# How to normalize a 2-dimensional numpy array in python less verbose?

## Question:

Given a 3 times 3 numpy array

```
a = numpy.arange(0,27,3).reshape(3,3)
# array([[ 0, 3, 6],
# [ 9, 12, 15],
# [18, 21, 24]])
```

To normalize the rows of the 2-dimensional array I thought of

```
row_sums = a.sum(axis=1) # array([ 9, 36, 63])
new_matrix = numpy.zeros((3,3))
for i, (row, row_sum) in enumerate(zip(a, row_sums)):
new_matrix[i,:] = row / row_sum
```

There must be a better way, isn’t there?

Perhaps to clearify: By normalizing I mean, the sum of the entrys per row must be one. But I think that will be clear to most people.

## Answers:

Broadcasting is really good for this:

```
row_sums = a.sum(axis=1)
new_matrix = a / row_sums[:, numpy.newaxis]
```

`row_sums[:, numpy.newaxis]`

reshapes row_sums from being `(3,)`

to being `(3, 1)`

. When you do `a / b`

, `a`

and `b`

are broadcast against each other.

You can learn more about **broadcasting** **here** or even better **here**.

I think this should work,

```
a = numpy.arange(0,27.,3).reshape(3,3)
a /= a.sum(axis=1)[:,numpy.newaxis]
```

Scikit-learn offers a function `normalize()`

that lets you apply various normalizations. The "make it sum to 1" is called L1-norm. Therefore:

```
from sklearn.preprocessing import normalize
matrix = numpy.arange(0,27,3).reshape(3,3).astype(numpy.float64)
# array([[ 0., 3., 6.],
# [ 9., 12., 15.],
# [ 18., 21., 24.]])
normed_matrix = normalize(matrix, axis=1, norm='l1')
# [[ 0. 0.33333333 0.66666667]
# [ 0.25 0.33333333 0.41666667]
# [ 0.28571429 0.33333333 0.38095238]]
```

Now your rows will sum to 1.

In case you are trying to normalize each row such that its magnitude is one (i.e. a row’s unit length is one or the sum of the square of each element in a row is one):

```
import numpy as np
a = np.arange(0,27,3).reshape(3,3)
result = a / np.linalg.norm(a, axis=-1)[:, np.newaxis]
# array([[ 0. , 0.4472136 , 0.89442719],
# [ 0.42426407, 0.56568542, 0.70710678],
# [ 0.49153915, 0.57346234, 0.65538554]])
```

Verifying:

```
np.sum( result**2, axis=-1 )
# array([ 1., 1., 1.])
```

it appears that this also works

```
def normalizeRows(M):
row_sums = M.sum(axis=1)
return M / row_sums
```

Or using lambda function, like

```
>>> vec = np.arange(0,27,3).reshape(3,3)
>>> import numpy as np
>>> norm_vec = map(lambda row: row/np.linalg.norm(row), vec)
```

each vector of vec will have a unit norm.
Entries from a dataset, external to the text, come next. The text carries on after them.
PR #130, opened 2021-07-07
Add Collection::isEmpty Method

AlexandruGG:
### Overview
This PR adds the `isEmpty` method and `IsEmptyable` interface.

**Why is this needed when we have `Collection::count`?**

### 1. Convenience
Typical use case:
```PHP
$collection = Collection::fromIterable([1, 2, 3]);
$filteredCollection = $collection->filter(...);

if (!$filteredCollection->isEmpty()) {
    // do something
}

// compared to

if (0 !== $filteredCollection->count()) {
    // do something
}
```

Other popular PHP collection libraries also have this, so people are used to it:
**Doctrine**: https://www.doctrine-project.org/projects/doctrine-collections/en/1.6/index.html#isempty
**Laravel**: https://laravel.com/docs/8.x/collections#method-isempty
**Knapsack**: https://dusankasan.github.io/Knapsack/#Operations-isEmpty

Other languages have this:
**Java**: https://docs.oracle.com/javase/8/docs/api/java/util/Collection.html#isEmpty--
**C++**: https://www.cplusplus.com/reference/vector/vector/empty/
**Haskell**: http://zvon.org/other/haskell/Outputprelude/null_f.html

### 2. Performance
This is a big one. Simple benchmark using `microtime` and `Collection::range(0, 100_000_000)`:

```PHP
$isEmpty = 0 === $collection->count();
// vs
$isEmpty = $collection->isEmpty();
```

Ran it 100,000 times for `isEmpty()`, only 10 times for `count`, and here's why (average time for _a single run_):

 `isEmpty` -> **5.575289726257324E-6 seconds** (basically instant because it's in constant time)
 `count` -> **13.571631002426148 seconds** (this runs in O(N))

### Checklist

- [x] Tests
- [x] Static analysis check
- [x] Documentation

### DIFF
--- a/docs/pages/api.rst
+++ b/docs/pages/api.rst
@@ -476,9 +476,12 @@ Signature: ``Collection::contains(...$values);``
     }
 
 count
-~~~~~~~~
+~~~~~
 
-Returns the number of elements in a collection
+Returns the number of elements in a collection.
+
+.. tip:: If you only want to check whether the collection is empty or not, use the ``isEmpty`` 
+         operation as it will be significant more performant in a large collection.
 
 Interface: `Countable`_
 
@@ -1170,6 +1173,26 @@ Signature: ``Collection::intersperse($element, int $every = 1, int $startAt = 0)
     foreach($collection as $item) {
         var_dump($item); // 'x', 'a', 'x', 'b', 'x', 'c'
     }
+
+isEmpty
+~~~~~~~
+
+Check if a collection has any elements inside.
+
+Interface: `IsEmptyable`_
+
+Signature: ``Collection::isEmpty();``
+
+.. code-block:: php
+
+    Collection::fromIterable(range('a', 'c'))
+        ->isEmpty(); // false
+
+    Collection::fromIterable([])
+        ->isEmpty(); // true
+
+    Collection::fromIterable([null])
+        ->isEmpty(); // false
 
 key
 ~~~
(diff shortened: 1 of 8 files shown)


src/Collection.php
```diff
@@ -562,6 +562,11 @@ public function intersperse($element, int $every = 1, int $startAt = 0): Collect
         return new self(Intersperse::of()($element)($every)($startAt), $this->getIterator());
     }
 
+    public function isEmpty(): bool
+    {
+        return !$this->getIterator()->valid();
+    }
```
AlexandruGG, line 568: I got the idea for it from Laravel's LazyCollection: https://github.com/illuminate/collections/blob/master/LazyCollection.php#L556

AlexandruGG:
@drupol I hope you'll like this one 😁

docs/pages/api.rst
```diff
@@ -1171,6 +1174,26 @@ Signature: ``Collection::intersperse($element, int $every = 1, int $startAt = 0)
...
+
+Check if a collection has any elements inside.
+
+Interface: `IsEmptyable`_
+
+Signature: ``Collection::isEmpty();``
+
+.. code-block:: php
+
+    Collection::fromIterable(range('a', 'c'))
```
drupol, line 1188: One minor remark. How about moving the example in its own file like we did for others ?

src/Collection.php
drupol: Yep, this is how it is supposed to be done.

drupol (changes requested):
I'm ok for it just a minor thing to do and we are good.

docs/pages/api.rst
drupol: I just did it so it's ok.

drupol (approved):

drupol:
Thanks, good addition !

You could also use matrix transposition:

```
(a.T / row_sums).T
```

I think you can normalize the row elements sum to 1 by this:

`new_matrix = a / a.sum(axis=1, keepdims=1)`

.

And the column normalization can be done with `new_matrix = a / a.sum(axis=0, keepdims=1)`

. Hope this can hep.

You could use built-in numpy function:

`np.linalg.norm(a, axis = 1, keepdims = True)`

Here is one more possible way using `reshape`

:

```
a_norm = (a/a.sum(axis=1).reshape(-1,1)).round(3)
print(a_norm)
```

Or using `None`

works too:

```
a_norm = (a/a.sum(axis=1)[:,None]).round(3)
print(a_norm)
```

**Output**:

```
array([[0. , 0.333, 0.667],
[0.25 , 0.333, 0.417],
[0.286, 0.333, 0.381]])
```

We can achieve the same effect by premultiplying with the diagonal matrix whose main diagonal is the reciprocal of the row sums.

```
A = np.diag(A.sum(1)**-1) @ A
```

Use

```
a = a / np.linalg.norm(a, ord = 2, axis = 0, keepdims = True)
```

Due to the broadcasting, it will work as intended.